Work task: Every line containing "looks" should be identified and copied from the data below.

Supplied information:
PR #18371, opened 2024-07-16
Fixed #35604, Refs #35326 -- Made FileSystemStorage.exists() behaviour independent from allow_overwrite.

sarahboyce:
# Trac ticket number

ticket-35604

# Branch description

Partially reverts 0b33a3abc2ca7d68a24f6d0772bc2b9fa603744e.

`Storage.exists(name)` was documented to "return False if the name is available for a new file." but return True if the file exists. This is ambiguous in the overwrite file case.

Overwriting `get_available_name()` should still ensure all file name validation is applied, ref CVE-2024-39330.

This is motivated from this discussion on django-storages: https://github.com/jschneier/django-storages/issues/1430

Note: this concern was already raised by @bcail [here](https://github.com/django/django/pull/18020#issuecomment-2107536342) (thank you). At the time, I believed the impact to be limited and the implementation to still be within the definition of `Storages.exists(name)`.

This is to be backported to 5.1

# Checklist

### DIFF
--- a/django/core/files/storage/base.py
+++ b/django/core/files/storage/base.py
@@ -51,6 +51,10 @@ class Storage:
         validate_file_name(name, allow_relative_path=True)
         return name
 
+    def is_name_available(self, name, max_length=None):
+        exceeds_max_length = max_length and len(name) > max_length
+        return not self.exists(name) and not exceeds_max_length
+
     # These methods are part of the public API, with default implementations.
 
     def get_valid_name(self, name):
@@ -82,11 +86,11 @@ class Storage:
         validate_file_name(file_name)
         file_ext = "".join(pathlib.PurePath(file_name).suffixes)
         file_root = file_name.removesuffix(file_ext)
-        # If the filename already exists, generate an alternative filename
-        # until it doesn't exist.
+        # If the filename is not available, generate an alternative
+        # filename until one is available.
         # Truncate original name if required, so the new filename does not
         # exceed the max_length.
-        while self.exists(name) or (max_length and len(name) > max_length):
+        while not self.is_name_available(name, max_length=max_length):
             # file_ext includes the dot.
             name = os.path.join(
                 dir_name, self.get_alternative_name(file_root, file_ext)
--- a/django/core/files/storage/filesystem.py
+++ b/django/core/files/storage/filesystem.py
@@ -4,7 +4,6 @@ from datetime import datetime, timezone
 from urllib.parse import urljoin
 
 from django.conf import settings
-from django.core.exceptions import SuspiciousFileOperation
 from django.core.files import File, locks
 from django.core.files.move import file_move_safe
 from django.core.signals import setting_changed
@@ -192,14 +191,18 @@ class FileSystemStorage(Storage, StorageSettingsMixin):
             # concurrently.
             pass
 
-    def exists(self, name):
-        try:
-            exists = os.path.lexists(self.path(name))
-        except SuspiciousFileOperation:
-            raise
+    def is_name_available(self, name, max_length=None):
         if self._allow_overwrite:
-            return False
-        return exists
+            return not (max_length and len(name) > max_length)
+        return super().is_name_available(name, max_length=max_length)
+
+    def get_alternative_name(self, file_root, file_ext):
+        if self._allow_overwrite:
+            return f"{file_root}{file_ext}"
+        return super().get_alternative_name(file_root, file_ext)
+
+    def exists(self, name):
+        return os.path.lexists(self.path(name))
 
     def listdir(self, path):
         path = self.path(path)
--- a/tests/file_storage/tests.py
+++ b/tests/file_storage/tests.py
@@ -95,18 +95,18 @@ class FileStorageTests(SimpleTestCase):
         """
         Standard file access options are available, and work as expected.
         """
-        self.assertFalse(os.path.exists(os.path.join(self.temp_dir, "storage_test")))
+        self.assertFalse(self.storage.exists("storage_test"))
         f = self.storage.open("storage_test", "w")
         f.write("storage contents")
         f.close()
-        self.assertTrue(os.path.exists(os.path.join(self.temp_dir, "storage_test")))
+        self.assertTrue(self.storage.exists("storage_test"))
 
         f = self.storage.open("storage_test", "r")
         self.assertEqual(f.read(), "storage contents")
         f.close()
 
         self.storage.delete("storage_test")
-        self.assertFalse(os.path.exists(os.path.join(self.temp_dir, "storage_test")))
+        self.assertFalse(self.storage.exists("storage_test"))
 
     def _test_file_time_getter(self, getter):
         # Check for correct behavior under both USE_TZ=True and USE_TZ=False.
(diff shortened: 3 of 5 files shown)


nessita (commented):
Thank you @sarahboyce for working on this! :star2: 

I think this looks good. @jschneier would you like to take a quick look?

nessita (approved):
I took a second look and I think this is ready for checkin.

jschneier:
The only issue I can see is if the name doesn't fit inside the length requirement we won't handle that.

django/core/files/storage/filesystem.py
```diff
@@ -192,14 +191,15 @@ def delete(self, name):
             # concurrently.
             pass
 
-    def exists(self, name):
-        try:
-            exists = os.path.lexists(self.path(name))
-        except SuspiciousFileOperation:
-            raise
+    def get_available_name(self, name, max_length=None):
+        # Ensure protection against insecure names.
```
jschneier, line 195: This shouldn't be necessary anymore with the CVE fix, right?

sarahboyce: You're right that with the CVE the same validation is applied elsewhere and so it is not strictly necessary

sarahboyce:
> The only issue I can see is if the name doesn't fit inside the length requirement we won't handle that.

Thank you! I had not taken that into account. I've changed the approach adding a new private method `_name_is_unavailable` which is overridden in the `FileSystemStorage` to handle the `allow_overwrite` case.
Added some tests around the filename truncation, needs a fresh review 👍

nessita (approved):
Thank you @sarahboyce for the update, this looks good! :star2: 

There are two things that I'd like to mention so we ponder on these (no immediate action is necessary, I think):
1. There is something about the backend that allows overwrite that bothers me when the `max_length` parameter is not None: calling `save` with the same file name and different `max_length` values would result in multiple files being stored:
```python
        name = "test_long_file_name.txt"
        file = ContentFile(b"content")
        stored_name = self.storage.save(name, file, max_length=10)
        self.assertEqual(stored_name, "test_l.txt")
        stored_name = self.storage.save(name, file, max_length=11)
        self.assertEqual(stored_name, "test_lo.txt")
```
I think this result is OK and makes sense, but it feels odd to some extent.
2. I wonder if, in a near future, `_name_is_unavailable` should be a public API for each backend to implement as they need. Perhaps we should mention and consider this in ticket-35607 for `5.2`?

sarahboyce:
> 1. There is something about the backend that allows overwrite that bothers me when the `max_length` parameter is not None: calling `save` with the same file name and different `max_length` values would result in multiple files being stored:
> 
> ```python
>         name = "test_long_file_name.txt"
>         file = ContentFile(b"content")
>         stored_name = self.storage.save(name, file, max_length=10)
>         self.assertEqual(stored_name, "test_l.txt")
>         stored_name = self.storage.save(name, file, max_length=11)
>         self.assertEqual(stored_name, "test_lo.txt")
> ```
>
> I think this result is OK and makes sense, but it feels odd to some extent. 

I believe this is also true when allow overwrite is False, as it's saved with a different name 
I think that `max_length` mostly comes from `FileField.max_length` (so is quite a static value)
Not sure if that makes it feel less odd?

> 2. I wonder if, in a near future, `_name_is_unavailable` should be a public API for each backend to implement as they need. > Perhaps we should mention and consider this in [ticket-35607](https://code.djangoproject.com/ticket/35607) for `5.2`?

Sure, can also be generic that we review the API and what has/should be made public and can be overwritten

tests/file_storage/tests.py
```diff
@@ -729,6 +729,22 @@ def test_save_overwrite_behavior_temp_file(self):
         finally:
             self.storage.delete(name)
 
+    def test_file_name_truncation(self):
+        name = "test_long_file_name.txt"
+        file = ContentFile(b"content")
+        stored_name = self.storage.save(name, file, max_length=10)
+        self.assertEqual(stored_name, "test_l.txt")
+        self.assertEqual(len(stored_name), 10)
+        self.storage.delete(stored_name)
```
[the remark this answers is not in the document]
sarahboyce: Thank you, I updated to
```python
        try:
            self.assertEqual(stored_name, "test_l.txt")
            self.assertEqual(len(stored_name), 10)
        finally:
            self.storage.delete(stored_name)
```
as this follows the structure of the other tests for this test class

> On a second look, the self.storage.delete call may not be needed since in the setUp method from OverwritingStorageTests, the following would take care of that self.addCleanup(shutil.rmtree, self.temp_dir)

Agreed, it's not strictly necessary and we could chose to refactor these tests (but as a separate PR, not for a backport 👍)

django/core/files/storage/base.py
```diff
@@ -51,6 +51,9 @@ def save(self, name, content, max_length=None):
         validate_file_name(name, allow_relative_path=True)
         return name
 
+    def is_name_available(self, name, max_length=None):
+        return not self.exists(name) and not (max_length and len(name) > max_length)
```
nessita, line 55: Perhaps it's a matter of personal taste, and while the proposed code certainly follows the previous code, I think the following is slightly more correct because otherwise for falsey `max_length` values (such as 0)  we are not enforcing any `length`:
```suggestion
        return not self.exists(name) and (max_length is None or len(name) <= max_length)
```

nessita: On a second thought, perhaps we need to leave this as is and create a new ticket to decide whether a `max_length` of `0` means no validation or what does it mean. Specifically, in `main` (and in this branch), this test pass:

```python
    def test_file_name_truncation_max_length_zero(self):
        name = "test_long_file_name.txt"
        file = ContentFile(b"content")
        stored_name = self.storage.save(name, file, max_length=0)
        self.assertEqual(stored_name, "test_long_file_name.txt")
```

I would have expected for it to fail somehow :thinking:

tests/file_storage/tests.py
```diff
@@ -729,6 +729,24 @@ def test_save_overwrite_behavior_temp_file(self):
...
 
+    def test_file_name_truncation(self):
+        name = "test_long_file_name.txt"
+        file = ContentFile(b"content")
+        stored_name = self.storage.save(name, file, max_length=10)
+        try:
+            self.assertEqual(stored_name, "test_l.txt")
+            self.assertEqual(len(stored_name), 10)
+        finally:
+            self.storage.delete(stored_name)
```
nessita, line 740: I know that we discussed this usage vs `addCleanup` but I see plenty of `addCleanup` calls, particularly in newer code. The usages of `try`-`finally` seem to be in older parts of the code:
```
$ grep finally tests.py | wc -l
7
$ grep addCleanup tests.py | wc -l
```
Would you agree to using the more modern pattern?

nessita (approved):
Still looks good, thanks for the multiple improvements! :trophy:

django/core/files/storage/base.py
sarahboyce: I think max_length mostly comes from max_length of FileField which does have validation that it must be a positive integer (check code `fields.E121`)

nessita: Yes, absolutely, I agree that is how it was incorporated (having look at the git history). I still think the `Storages` API should also check or do something with a `max_length` with value `0` since it's a public API "on its own", independently of Django fields. If you agree I'll create the ticket, or perhaps better to post to the forum first? :thinking: 
In any case, nothing within the scope of this PR, which looks amazing. Thank you!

Result for this exercise:
I think this looks good. @jschneier would you like to take a quick look?
Thank you @sarahboyce for the update, this looks good! :star2: 
Still looks good, thanks for the multiple improvements! :trophy:
In any case, nothing within the scope of this PR, which looks amazing. Thank you!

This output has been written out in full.